EXERCISE => Write out all of the data again, exactly as it reads.

INPUT MATERIAL =>
PR #512, opened 2019-06-20
auth: filter none values from google name

### LINKED ISSUE #511: Google auth sometimes returns None values
A user was unable to use GAuth to sign into Pulse (HTTP 500 server error).

From logentries:
```
web.1 - File "/app/pulseapi/users/adapter.py", line 88, in populate_user
web.1 - ]).strip() if not name else name
web.1 - TypeError: sequence item 1: expected str instance, NoneType found
```

Looks like Google auth can sometimes pass in `None` data (as opposed to omitting the key from the dict) to our auth system and this makes any operations on it fail.

gideonthomas:
Fix #511 

Not sure if there is a better way to do this in python.

### DIFF
--- a/pulseapi/users/adapter.py
+++ b/pulseapi/users/adapter.py
@@ -82,10 +82,12 @@ class PulseSocialAccountAdapter(DefaultSocialAccountAdapter):
     def populate_user(self, request, sociallogin, data):
         user = super().populate_user(request, sociallogin, data)
         name = data.get('name')
-        user.name = ' '.join([
-            data.get('first_name', ''),
-            data.get('last_name', '')
-        ]).strip() if not name else name
+        user.name = ' '.join(
+            list(filter(None, [
+                data.get('first_name', ''),
+                data.get('last_name', '')
+            ]))
+        ).strip() if not name else name
 
         if sociallogin.account.provider == google_provider_id and is_staff_address(user_email(user)):
             user.is_staff = True
--- a/pulseapi/users/adapter.py
+++ b/pulseapi/users/adapter.py
@@ -81,7 +81,7 @@ class PulseSocialAccountAdapter(DefaultSocialAccountAdapter):
     """
     def populate_user(self, request, sociallogin, data):
         user = super().populate_user(request, sociallogin, data)
-        
+
         name = data.get('name')
         if not name:
             first_name = data.get('first_name') or ''
--- a/pulseapi/users/adapter.py
+++ b/pulseapi/users/adapter.py
@@ -85,7 +85,7 @@ class PulseSocialAccountAdapter(DefaultSocialAccountAdapter):
         name = data.get('name')
         if not name:
             first_name = data.get('first_name') or ''
-            last_name = data.get('last_name')
+            last_name = data.get('last_name') or ''
             name = f"{first_name if first_name else ''} {last_name if last_name else ''}".strip()
         user.name = name if name else 'Unnamed Pulse user'
 
--- a/pulseapi/users/adapter.py
+++ b/pulseapi/users/adapter.py
@@ -86,7 +86,7 @@ class PulseSocialAccountAdapter(DefaultSocialAccountAdapter):
         if not name:
             first_name = data.get('first_name') or ''
             last_name = data.get('last_name') or ''
-            name = f"{first_name if first_name else ''} {last_name if last_name else ''}".strip()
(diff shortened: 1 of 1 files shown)


Pomax:
Can this "work"? Doesn't the `get('...', '')` syntax guarantee that we always get a value, so we'd never end up with a None in our list?

pulseapi/users/adapter.py
```diff
@@ -82,10 +82,12 @@ class PulseSocialAccountAdapter(DefaultSocialAccountAdapter):
     def populate_user(self, request, sociallogin, data):
         user = super().populate_user(request, sociallogin, data)
         name = data.get('name')
-        user.name = ' '.join([
-            data.get('first_name', ''),
-            data.get('last_name', '')
-        ]).strip() if not name else name
+        user.name = ' '.join(
```
Pomax: we probably want to shortcut this the other way:
```
user.name = name
if not user.name: 
  user.name = f'{data.get('first_name",'')} {data.get('last_name', '')}'.strip()
```

Pomax: we probably want to shortcut this the other way:
```
user.name = name
if not user.name: 
  user.name = f'{data.get('first_name",'')} {data.get('last_name', '')}'.strip()
```

Pomax: Although of course the notion that a name is composed of a first/last name at all is _exceptionally_ flawed, and reconstituting it with a space in between is equally and independently flawed. Works (often but not always) for western names, breaks very quickly outside of that cultural context =D

Pomax:
Do we know if it's possible to have no `name` _and_ no first/last name? If so we might still need a secondary fallback value

pulseapi/users/adapter.py
gideonthomas: the issue isn't about joining but that we get `None` values in the result so using an `f` string will not fix that, we need to filter it out.

gideonthomas:
> Do we know if it's possible to have no `name` _and_ no first/last name? If so we might still need a secondary fallback value

@Pomax Don't think we need that because there is a custom name value option. or if we do, let's do that separately because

RESULT OF THIS EXERCISE =>
PR #512, opened 2019-06-20
auth: filter none values from google name

### LINKED ISSUE #511: Google auth sometimes returns None values
A user was unable to use GAuth to sign into Pulse (HTTP 500 server error).

From logentries:
```
web.1 - File "/app/pulseapi/users/adapter.py", line 88, in populate_user
web.1 - ]).strip() if not name else name
web.1 - TypeError: sequence item 1: expected str instance, NoneType found
```

Looks like Google auth can sometimes pass in `None` data (as opposed to omitting the key from the dict) to our auth system and this makes any operations on it fail.

gideonthomas:
Fix #511 

Not sure if there is a better way to do this in python.

### DIFF
--- a/pulseapi/users/adapter.py
+++ b/pulseapi/users/adapter.py
@@ -82,10 +82,12 @@ class PulseSocialAccountAdapter(DefaultSocialAccountAdapter):
     def populate_user(self, request, sociallogin, data):
         user = super().populate_user(request, sociallogin, data)
         name = data.get('name')
-        user.name = ' '.join([
-            data.get('first_name', ''),
-            data.get('last_name', '')
-        ]).strip() if not name else name
+        user.name = ' '.join(
+            list(filter(None, [
+                data.get('first_name', ''),
+                data.get('last_name', '')
+            ]))
+        ).strip() if not name else name
 
         if sociallogin.account.provider == google_provider_id and is_staff_address(user_email(user)):
             user.is_staff = True
--- a/pulseapi/users/adapter.py
+++ b/pulseapi/users/adapter.py
@@ -81,7 +81,7 @@ class PulseSocialAccountAdapter(DefaultSocialAccountAdapter):
     """
     def populate_user(self, request, sociallogin, data):
         user = super().populate_user(request, sociallogin, data)
-        
+
         name = data.get('name')
         if not name:
             first_name = data.get('first_name') or ''
--- a/pulseapi/users/adapter.py
+++ b/pulseapi/users/adapter.py
@@ -85,7 +85,7 @@ class PulseSocialAccountAdapter(DefaultSocialAccountAdapter):
         name = data.get('name')
         if not name:
             first_name = data.get('first_name') or ''
-            last_name = data.get('last_name')
+            last_name = data.get('last_name') or ''
             name = f"{first_name if first_name else ''} {last_name if last_name else ''}".strip()
         user.name = name if name else 'Unnamed Pulse user'
 
--- a/pulseapi/users/adapter.py
+++ b/pulseapi/users/adapter.py
@@ -86,7 +86,7 @@ class PulseSocialAccountAdapter(DefaultSocialAccountAdapter):
         if not name:
             first_name = data.get('first_name') or ''
             last_name = data.get('last_name') or ''
-            name = f"{first_name if first_name else ''} {last_name if last_name else ''}".strip()
(diff shortened: 1 of 1 files shown)


Pomax:
Can this "work"? Doesn't the `get('...', '')` syntax guarantee that we always get a value, so we'd never end up with a None in our list?

pulseapi/users/adapter.py
```diff
@@ -82,10 +82,12 @@ class PulseSocialAccountAdapter(DefaultSocialAccountAdapter):
     def populate_user(self, request, sociallogin, data):
         user = super().populate_user(request, sociallogin, data)
         name = data.get('name')
-        user.name = ' '.join([
-            data.get('first_name', ''),
-            data.get('last_name', '')
-        ]).strip() if not name else name
+        user.name = ' '.join(
```
Pomax: we probably want to shortcut this the other way:
```
user.name = name
if not user.name: 
  user.name = f'{data.get('first_name",'')} {data.get('last_name', '')}'.strip()
```

Pomax: we probably want to shortcut this the other way:
```
user.name = name
if not user.name: 
  user.name = f'{data.get('first_name",'')} {data.get('last_name', '')}'.strip()
```

Pomax: Although of course the notion that a name is composed of a first/last name at all is _exceptionally_ flawed, and reconstituting it with a space in between is equally and independently flawed. Works (often but not always) for western names, breaks very quickly outside of that cultural context =D

Pomax:
Do we know if it's possible to have no `name` _and_ no first/last name? If so we might still need a secondary fallback value

pulseapi/users/adapter.py
gideonthomas: the issue isn't about joining but that we get `None` values in the result so using an `f` string will not fix that, we need to filter it out.

gideonthomas:
> Do we know if it's possible to have no `name` _and_ no first/last name? If so we might still need a secondary fallback value

@Pomax Don't think we need that because there is a custom name value option. or if we do, let's do that separately because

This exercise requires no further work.